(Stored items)
----------

PR #418, opened 2023-08-23
Solution

AlexPelevin99:


app/main.py
```diff
@@ -1,2 +1,168 @@
...
+    ("two", 222),
+    ("two", 2222),
+    ("two", 22222),
+    (Point(1, 1), "A"),
+]
+dictionary = Dictionary()
+for key, value in items:
+    dictionary[key] = value
+
+print(len(dictionary), dictionary)
```
Dimosphen1, line 168: You do not need to include your test code in the PR, remove it.

app/main.py
```diff
@@ -1,2 +1,168 @@
...
+
+
 class Dictionary:
-    pass
+    __items: List[tuple | None]
+    __current_len: int = 0
+
+    def __init__(
+        self,
+        args: List[tuple[Any, Any] | list[Any, Any]] | None = None
```
Dimosphen1, line 12: You should use either objects from `typing` or built-in data types for type hinting, do not mix them.

app/main.py
```diff
@@ -1,2 +1,168 @@
...
+        current_index = self.__find_item_index_by_key(key)
+        item_value = self.__items[current_index][1]
+        self.__del_item_by_index(current_index)
+        return item_value
+
+    def update(self, other_dict: Any) -> None:
+        if isinstance(other_dict, Dictionary):
+            other_dict_items = other_dict.items()
+        else:
+            other_dict_items = other_dict
```
Dimosphen1, line 136: There is no need in this `else` statement, just rewrite the content of `other_dict` in the first if condition.

Dimosphen1 (changes requested):

app/main.py
```diff
@@ -1,2 +1,135 @@
...
+
+
 class Dictionary:
-    pass
+    __items: list[tuple | None]
+    __current_len: int = 0
+
+    def __init__(
+        self,
+        args: list[tuple[Any, Any] | list[Any, Any]] | None = None
```
Dimosphen1, line 10: It is acceptable to use `Any` from `typing` but remember that we can use the `any` keyword as well.

Dimosphen1 (approved):
LGTM, well done! One comment is left for consideration.

PR #893, opened 2025-02-13
Solution

Baranotik15:


app/main.py
```diff
@@ -1,2 +1,83 @@
...
+    def __getitem__(self, key: Hashable) -> Any:
+        index = self.hash_formula(key)
+
+        for k, v in self.container[index]:
+            if k == key:
+                return v
+        raise KeyError(f"Key {key} not found")
+
+    def __len__(self) -> int:
+        return self.quantity_key
```
Boyok1337, line 46: Group all magic methods and move to the beginning. Magic methods should always be at the beginning, and then the rest of the methods

Boyok1337 (approved):

PR #896, opened 2025-02-18
Solution. Dict v1.0

kram3ko:


app/main.py
```diff
@@ -1,2 +1,136 @@
...
+        self.capacity *= 2
+        self.hash_table = [None] * self.capacity
+        self.threshold = self.capacity * self.load_factor
+        self.current_load = 0
+        for node in old_hash_table:
+            index = node.hash_value % self.capacity
+            while self.hash_table[index] is not None:
+                index = (index + 1) % self.capacity
+            self.hash_table[index] = node
+            self.current_load += 1
```
TopalRuslan: you just transfer all the elements from the old to the new hash table, there is no point in calculating the numbers, it will be the same

Baranotik15 (approved):
Good job, but you can remove some actions

PR #913, opened 2025-03-10
Solution

Nikita-pyth:


BronkstoneBro (approved):
Well done!)

app/custom_dict.py
```diff
@@ -0,0 +1,96 @@
...
+        self.value = value
+
+
+class CustomDict:
+    _no_value = object()
+    _deleted_marker = object()
+
+    def __init__(self) -> None:
+        self.capacity: int = 8
+        self.dictionary: list[Node | object | None] = [None] * self.capacity
```
Boyok1337, line 17: Here are better to use `from typing import Optional`

app/custom_dict.py
```diff
@@ -0,0 +1,96 @@
...
+            raise KeyError(f"Key {key} is not present in the dictionary."
+                           f" Unable to delete.")
+        self.dictionary[index] = self._deleted_marker
+        self._used_cells_counter -= 1
+
+    def pop(self, key: Hashable, default: Any = _no_value) -> Any:
+        index = self._probe(key)
+        if index is None:
+            if default is self._no_value:
+                raise KeyError(f"Key {key} is not present in the dictionary."
```
Boyok1337, line 66: You can check directly `if default is None:`

app/node.py
```diff
@@ -0,0 +1,12 @@
+from typing import Any, Hashable
+
+
+class Node:
+    def __init__(self, key: Hashable, value: Any) -> None:
+        try:
+            self.hash = hash(key)
+        except TypeError:
+            raise TypeError(f"Unhashable key: {key} ({type(key).__name__})")
```
Boyok1337, line 9: For it we have good construction like this `if not hasattr(key, '__hash__'):`

app/node.py
```diff
@@ -0,0 +1,12 @@
+from typing import Any, Hashable
+
+
+class Node:
+    def __init__(self, key: Hashable, value: Any) -> None:
```
Boyok1337, line 5: Why you need 2 `class Node`?

app/custom_dict.py
```diff
@@ -0,0 +1,96 @@
...
+
+    def __init__(self) -> None:
+        self.capacity: int = 8
+        self.dictionary: list[Node | object | None] = [None] * self.capacity
+        self.load_factor: float = 2 / 3
+        self._used_cells_counter: int = 0
+
+    @property
+    def threshold(self) -> int:
+        return ceil(self.capacity * self.load_factor)
```
Boyok1337, line 23: Magic methods - firtly, then regular one, follow best practices here

Boyok1337 (changes requested):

----------

ABOUT THIS EXERCISE: Could you retype every record above exactly as written?

SOLUTION TO THIS TASK:
PR #418, opened 2023-08-23
Solution

AlexPelevin99:


app/main.py
```diff
@@ -1,2 +1,168 @@
...
+    ("two", 222),
+    ("two", 2222),
+    ("two", 22222),
+    (Point(1, 1), "A"),
+]
+dictionary = Dictionary()
+for key, value in items:
+    dictionary[key] = value
+
+print(len(dictionary), dictionary)
```
Dimosphen1, line 168: You do not need to include your test code in the PR, remove it.

app/main.py
```diff
@@ -1,2 +1,168 @@
...
+
+
 class Dictionary:
-    pass
+    __items: List[tuple | None]
+    __current_len: int = 0
+
+    def __init__(
+        self,
+        args: List[tuple[Any, Any] | list[Any, Any]] | None = None
```
Dimosphen1, line 12: You should use either objects from `typing` or built-in data types for type hinting, do not mix them.

app/main.py
```diff
@@ -1,2 +1,168 @@
...
+        current_index = self.__find_item_index_by_key(key)
+        item_value = self.__items[current_index][1]
+        self.__del_item_by_index(current_index)
+        return item_value
+
+    def update(self, other_dict: Any) -> None:
+        if isinstance(other_dict, Dictionary):
+            other_dict_items = other_dict.items()
+        else:
+            other_dict_items = other_dict
```
Dimosphen1, line 136: There is no need in this `else` statement, just rewrite the content of `other_dict` in the first if condition.

Dimosphen1 (changes requested):

app/main.py
```diff
@@ -1,2 +1,135 @@
...
+
+
 class Dictionary:
-    pass
+    __items: list[tuple | None]
+    __current_len: int = 0
+
+    def __init__(
+        self,
+        args: list[tuple[Any, Any] | list[Any, Any]] | None = None
```
Dimosphen1, line 10: It is acceptable to use `Any` from `typing` but remember that we can use the `any` keyword as well.

Dimosphen1 (approved):
LGTM, well done! One comment is left for consideration.

PR #893, opened 2025-02-13
Solution

Baranotik15:


app/main.py
```diff
@@ -1,2 +1,83 @@
...
+    def __getitem__(self, key: Hashable) -> Any:
+        index = self.hash_formula(key)
+
+        for k, v in self.container[index]:
+            if k == key:
+                return v
+        raise KeyError(f"Key {key} not found")
+
+    def __len__(self) -> int:
+        return self.quantity_key
```
Boyok1337, line 46: Group all magic methods and move to the beginning. Magic methods should always be at the beginning, and then the rest of the methods

Boyok1337 (approved):

PR #896, opened 2025-02-18
Solution. Dict v1.0

kram3ko:


app/main.py
```diff
@@ -1,2 +1,136 @@
...
+        self.capacity *= 2
+        self.hash_table = [None] * self.capacity
+        self.threshold = self.capacity * self.load_factor
+        self.current_load = 0
+        for node in old_hash_table:
+            index = node.hash_value % self.capacity
+            while self.hash_table[index] is not None:
+                index = (index + 1) % self.capacity
+            self.hash_table[index] = node
+            self.current_load += 1
```
TopalRuslan: you just transfer all the elements from the old to the new hash table, there is no point in calculating the numbers, it will be the same

Baranotik15 (approved):
Good job, but you can remove some actions

PR #913, opened 2025-03-10
Solution

Nikita-pyth:


BronkstoneBro (approved):
Well done!)

app/custom_dict.py
```diff
@@ -0,0 +1,96 @@
...
+        self.value = value
+
+
+class CustomDict:
+    _no_value = object()
+    _deleted_marker = object()
+
+    def __init__(self) -> None:
+        self.capacity: int = 8
+        self.dictionary: list[Node | object | None] = [None] * self.capacity
```
Boyok1337, line 17: Here are better to use `from typing import Optional`

app/custom_dict.py
```diff
@@ -0,0 +1,96 @@
...
+            raise KeyError(f"Key {key} is not present in the dictionary."
+                           f" Unable to delete.")
+        self.dictionary[index] = self._deleted_marker
+        self._used_cells_counter -= 1
+
+    def pop(self, key: Hashable, default: Any = _no_value) -> Any:
+        index = self._probe(key)
+        if index is None:
+            if default is self._no_value:
+                raise KeyError(f"Key {key} is not present in the dictionary."
```
Boyok1337, line 66: You can check directly `if default is None:`

app/node.py
```diff
@@ -0,0 +1,12 @@
+from typing import Any, Hashable
+
+
+class Node:
+    def __init__(self, key: Hashable, value: Any) -> None:
+        try:
+            self.hash = hash(key)
+        except TypeError:
+            raise TypeError(f"Unhashable key: {key} ({type(key).__name__})")
```
Boyok1337, line 9: For it we have good construction like this `if not hasattr(key, '__hash__'):`

app/node.py
```diff
@@ -0,0 +1,12 @@
+from typing import Any, Hashable
+
+
+class Node:
+    def __init__(self, key: Hashable, value: Any) -> None:
```
Boyok1337, line 5: Why you need 2 `class Node`?

app/custom_dict.py
```diff
@@ -0,0 +1,96 @@
...
+
+    def __init__(self) -> None:
+        self.capacity: int = 8
+        self.dictionary: list[Node | object | None] = [None] * self.capacity
+        self.load_factor: float = 2 / 3
+        self._used_cells_counter: int = 0
+
+    @property
+    def threshold(self) -> int:
+        return ceil(self.capacity * self.load_factor)
```
Boyok1337, line 23: Magic methods - firtly, then regular one, follow best practices here

Boyok1337 (changes requested):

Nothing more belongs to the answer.